Your instructions:
What lines in the records below mention "return"? List them all.

Collected data entries
————

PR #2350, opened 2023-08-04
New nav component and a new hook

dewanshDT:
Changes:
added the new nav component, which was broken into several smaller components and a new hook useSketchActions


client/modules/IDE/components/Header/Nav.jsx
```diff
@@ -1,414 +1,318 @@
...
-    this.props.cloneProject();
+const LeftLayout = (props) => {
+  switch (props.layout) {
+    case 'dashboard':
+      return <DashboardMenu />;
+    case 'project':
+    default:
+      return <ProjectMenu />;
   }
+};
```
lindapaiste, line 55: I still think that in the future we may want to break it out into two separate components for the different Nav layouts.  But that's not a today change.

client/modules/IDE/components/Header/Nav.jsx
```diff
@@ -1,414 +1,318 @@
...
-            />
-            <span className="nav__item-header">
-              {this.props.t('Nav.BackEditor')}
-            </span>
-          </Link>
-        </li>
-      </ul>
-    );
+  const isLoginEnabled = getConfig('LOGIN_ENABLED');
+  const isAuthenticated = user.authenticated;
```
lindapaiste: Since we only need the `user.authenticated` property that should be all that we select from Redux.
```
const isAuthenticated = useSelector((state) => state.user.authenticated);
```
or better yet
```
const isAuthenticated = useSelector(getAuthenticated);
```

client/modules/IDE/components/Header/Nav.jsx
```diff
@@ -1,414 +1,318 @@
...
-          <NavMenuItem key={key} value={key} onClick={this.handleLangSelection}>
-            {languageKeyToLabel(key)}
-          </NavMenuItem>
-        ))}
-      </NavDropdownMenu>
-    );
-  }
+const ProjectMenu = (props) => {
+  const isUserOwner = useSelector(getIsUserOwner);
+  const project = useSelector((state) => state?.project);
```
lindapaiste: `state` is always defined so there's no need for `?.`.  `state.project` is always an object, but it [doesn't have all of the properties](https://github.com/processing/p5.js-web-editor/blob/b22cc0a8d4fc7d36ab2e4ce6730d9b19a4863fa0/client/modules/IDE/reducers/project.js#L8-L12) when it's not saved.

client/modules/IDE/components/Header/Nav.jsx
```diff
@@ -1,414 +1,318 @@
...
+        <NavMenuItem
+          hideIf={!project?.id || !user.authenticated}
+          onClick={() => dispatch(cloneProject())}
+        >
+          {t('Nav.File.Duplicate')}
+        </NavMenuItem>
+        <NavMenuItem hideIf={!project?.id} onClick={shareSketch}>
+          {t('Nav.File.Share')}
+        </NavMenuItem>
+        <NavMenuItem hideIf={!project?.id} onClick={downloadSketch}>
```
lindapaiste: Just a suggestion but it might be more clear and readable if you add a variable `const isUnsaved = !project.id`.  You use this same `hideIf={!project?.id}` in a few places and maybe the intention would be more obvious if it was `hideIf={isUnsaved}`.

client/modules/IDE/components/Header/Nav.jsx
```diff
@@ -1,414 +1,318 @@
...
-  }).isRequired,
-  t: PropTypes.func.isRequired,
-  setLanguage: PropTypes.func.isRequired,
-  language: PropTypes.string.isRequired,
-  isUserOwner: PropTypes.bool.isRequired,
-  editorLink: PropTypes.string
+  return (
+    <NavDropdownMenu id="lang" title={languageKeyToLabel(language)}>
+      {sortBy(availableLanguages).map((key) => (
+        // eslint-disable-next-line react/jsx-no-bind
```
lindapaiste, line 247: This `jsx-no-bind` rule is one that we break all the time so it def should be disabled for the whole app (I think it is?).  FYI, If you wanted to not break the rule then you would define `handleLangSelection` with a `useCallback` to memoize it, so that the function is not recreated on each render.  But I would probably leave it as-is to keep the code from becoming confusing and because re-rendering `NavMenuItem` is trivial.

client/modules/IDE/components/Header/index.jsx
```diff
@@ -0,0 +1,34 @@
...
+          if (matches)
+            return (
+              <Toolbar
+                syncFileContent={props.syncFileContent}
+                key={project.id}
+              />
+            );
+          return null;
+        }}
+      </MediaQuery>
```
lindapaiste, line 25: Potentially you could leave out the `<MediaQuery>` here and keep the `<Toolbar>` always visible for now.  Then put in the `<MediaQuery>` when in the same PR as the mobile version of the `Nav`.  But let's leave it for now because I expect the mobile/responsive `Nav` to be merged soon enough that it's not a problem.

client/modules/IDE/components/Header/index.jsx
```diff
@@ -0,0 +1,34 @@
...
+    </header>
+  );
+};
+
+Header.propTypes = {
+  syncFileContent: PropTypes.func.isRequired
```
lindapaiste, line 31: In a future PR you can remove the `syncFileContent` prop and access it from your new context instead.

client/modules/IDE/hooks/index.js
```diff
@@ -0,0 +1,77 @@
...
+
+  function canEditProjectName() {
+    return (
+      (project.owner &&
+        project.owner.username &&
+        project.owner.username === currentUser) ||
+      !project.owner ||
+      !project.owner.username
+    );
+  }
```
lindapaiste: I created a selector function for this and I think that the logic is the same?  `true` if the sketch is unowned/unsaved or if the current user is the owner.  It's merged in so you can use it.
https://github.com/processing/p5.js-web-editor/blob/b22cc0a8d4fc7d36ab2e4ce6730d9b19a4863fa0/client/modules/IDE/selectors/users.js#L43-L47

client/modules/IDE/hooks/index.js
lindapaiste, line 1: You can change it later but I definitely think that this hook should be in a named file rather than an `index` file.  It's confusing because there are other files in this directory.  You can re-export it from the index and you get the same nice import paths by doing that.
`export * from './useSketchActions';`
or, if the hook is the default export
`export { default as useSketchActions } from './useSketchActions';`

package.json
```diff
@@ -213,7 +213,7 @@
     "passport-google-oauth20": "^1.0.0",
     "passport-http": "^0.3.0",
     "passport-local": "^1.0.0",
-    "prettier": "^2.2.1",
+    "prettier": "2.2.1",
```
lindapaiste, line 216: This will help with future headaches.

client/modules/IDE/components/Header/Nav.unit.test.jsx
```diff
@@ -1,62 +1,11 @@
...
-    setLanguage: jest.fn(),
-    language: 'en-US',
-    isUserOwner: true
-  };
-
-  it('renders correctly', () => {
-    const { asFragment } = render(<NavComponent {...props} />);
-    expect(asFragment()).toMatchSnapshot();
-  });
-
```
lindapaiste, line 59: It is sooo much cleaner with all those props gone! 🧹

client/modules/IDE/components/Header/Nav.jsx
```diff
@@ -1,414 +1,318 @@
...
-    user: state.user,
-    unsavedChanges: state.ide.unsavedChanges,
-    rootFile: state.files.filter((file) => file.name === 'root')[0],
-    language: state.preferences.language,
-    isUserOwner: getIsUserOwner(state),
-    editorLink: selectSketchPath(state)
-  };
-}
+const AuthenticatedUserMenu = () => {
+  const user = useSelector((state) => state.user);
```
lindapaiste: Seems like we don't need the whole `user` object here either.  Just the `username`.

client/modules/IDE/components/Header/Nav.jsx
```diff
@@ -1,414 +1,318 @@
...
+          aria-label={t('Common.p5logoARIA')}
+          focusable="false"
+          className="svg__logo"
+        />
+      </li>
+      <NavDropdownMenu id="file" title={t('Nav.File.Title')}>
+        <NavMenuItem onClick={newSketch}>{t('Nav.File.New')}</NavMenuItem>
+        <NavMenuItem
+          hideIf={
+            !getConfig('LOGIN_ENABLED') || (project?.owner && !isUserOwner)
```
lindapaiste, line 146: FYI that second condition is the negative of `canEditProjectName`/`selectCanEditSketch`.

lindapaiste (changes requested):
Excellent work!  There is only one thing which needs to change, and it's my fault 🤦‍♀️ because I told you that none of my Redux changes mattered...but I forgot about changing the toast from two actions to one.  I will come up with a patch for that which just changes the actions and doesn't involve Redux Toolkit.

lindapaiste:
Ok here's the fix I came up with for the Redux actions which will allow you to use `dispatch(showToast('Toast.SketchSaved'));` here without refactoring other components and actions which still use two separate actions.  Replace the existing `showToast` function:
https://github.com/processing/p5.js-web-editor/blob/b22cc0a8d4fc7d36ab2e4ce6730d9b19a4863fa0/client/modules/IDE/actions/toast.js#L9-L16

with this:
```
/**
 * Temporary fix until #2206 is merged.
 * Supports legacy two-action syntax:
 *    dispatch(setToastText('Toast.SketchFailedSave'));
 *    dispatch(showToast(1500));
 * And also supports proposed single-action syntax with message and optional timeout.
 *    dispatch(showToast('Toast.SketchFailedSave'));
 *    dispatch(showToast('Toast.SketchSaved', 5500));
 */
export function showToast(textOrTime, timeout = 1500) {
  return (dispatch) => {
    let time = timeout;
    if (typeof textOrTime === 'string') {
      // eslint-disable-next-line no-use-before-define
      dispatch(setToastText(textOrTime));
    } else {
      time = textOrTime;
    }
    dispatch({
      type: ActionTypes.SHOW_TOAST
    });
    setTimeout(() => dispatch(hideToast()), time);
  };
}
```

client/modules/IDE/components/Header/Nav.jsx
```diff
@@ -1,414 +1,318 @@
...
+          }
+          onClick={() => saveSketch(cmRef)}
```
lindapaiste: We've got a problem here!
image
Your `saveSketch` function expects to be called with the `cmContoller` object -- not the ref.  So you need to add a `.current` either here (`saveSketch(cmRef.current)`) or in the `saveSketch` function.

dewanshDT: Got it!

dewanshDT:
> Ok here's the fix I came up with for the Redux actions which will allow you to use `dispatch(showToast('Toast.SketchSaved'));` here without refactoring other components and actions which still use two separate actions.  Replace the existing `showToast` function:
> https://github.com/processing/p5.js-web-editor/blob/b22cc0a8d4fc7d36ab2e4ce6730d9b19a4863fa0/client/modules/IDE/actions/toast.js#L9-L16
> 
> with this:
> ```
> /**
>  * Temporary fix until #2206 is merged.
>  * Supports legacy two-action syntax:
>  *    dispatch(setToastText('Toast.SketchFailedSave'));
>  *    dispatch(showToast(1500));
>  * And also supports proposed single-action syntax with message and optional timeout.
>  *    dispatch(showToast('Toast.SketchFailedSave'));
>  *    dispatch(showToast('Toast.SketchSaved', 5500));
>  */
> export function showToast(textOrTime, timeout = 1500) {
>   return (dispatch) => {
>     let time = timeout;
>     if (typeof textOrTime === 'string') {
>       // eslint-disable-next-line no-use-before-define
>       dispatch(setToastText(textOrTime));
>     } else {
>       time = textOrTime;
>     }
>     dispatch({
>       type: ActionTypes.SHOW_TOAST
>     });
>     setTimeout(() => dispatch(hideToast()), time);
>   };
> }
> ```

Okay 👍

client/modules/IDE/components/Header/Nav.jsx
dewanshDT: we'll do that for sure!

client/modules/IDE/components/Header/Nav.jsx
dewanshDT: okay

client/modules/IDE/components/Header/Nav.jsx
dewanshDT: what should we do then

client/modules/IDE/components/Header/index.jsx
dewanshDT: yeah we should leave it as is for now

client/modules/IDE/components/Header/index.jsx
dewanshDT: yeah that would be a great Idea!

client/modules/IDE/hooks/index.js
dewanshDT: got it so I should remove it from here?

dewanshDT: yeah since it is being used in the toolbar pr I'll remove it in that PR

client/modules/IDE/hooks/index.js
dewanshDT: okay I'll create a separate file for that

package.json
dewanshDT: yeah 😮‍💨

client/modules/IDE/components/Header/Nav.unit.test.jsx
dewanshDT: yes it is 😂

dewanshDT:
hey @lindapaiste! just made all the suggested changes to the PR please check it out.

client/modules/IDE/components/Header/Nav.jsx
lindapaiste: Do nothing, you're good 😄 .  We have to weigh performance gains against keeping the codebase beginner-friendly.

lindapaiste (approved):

————

Answer to this exercise:
+      return <DashboardMenu />;
+      return <ProjectMenu />;
+  return (
+            return (
+          return null;
+    return (
  return (dispatch) => {
>   return (dispatch) => {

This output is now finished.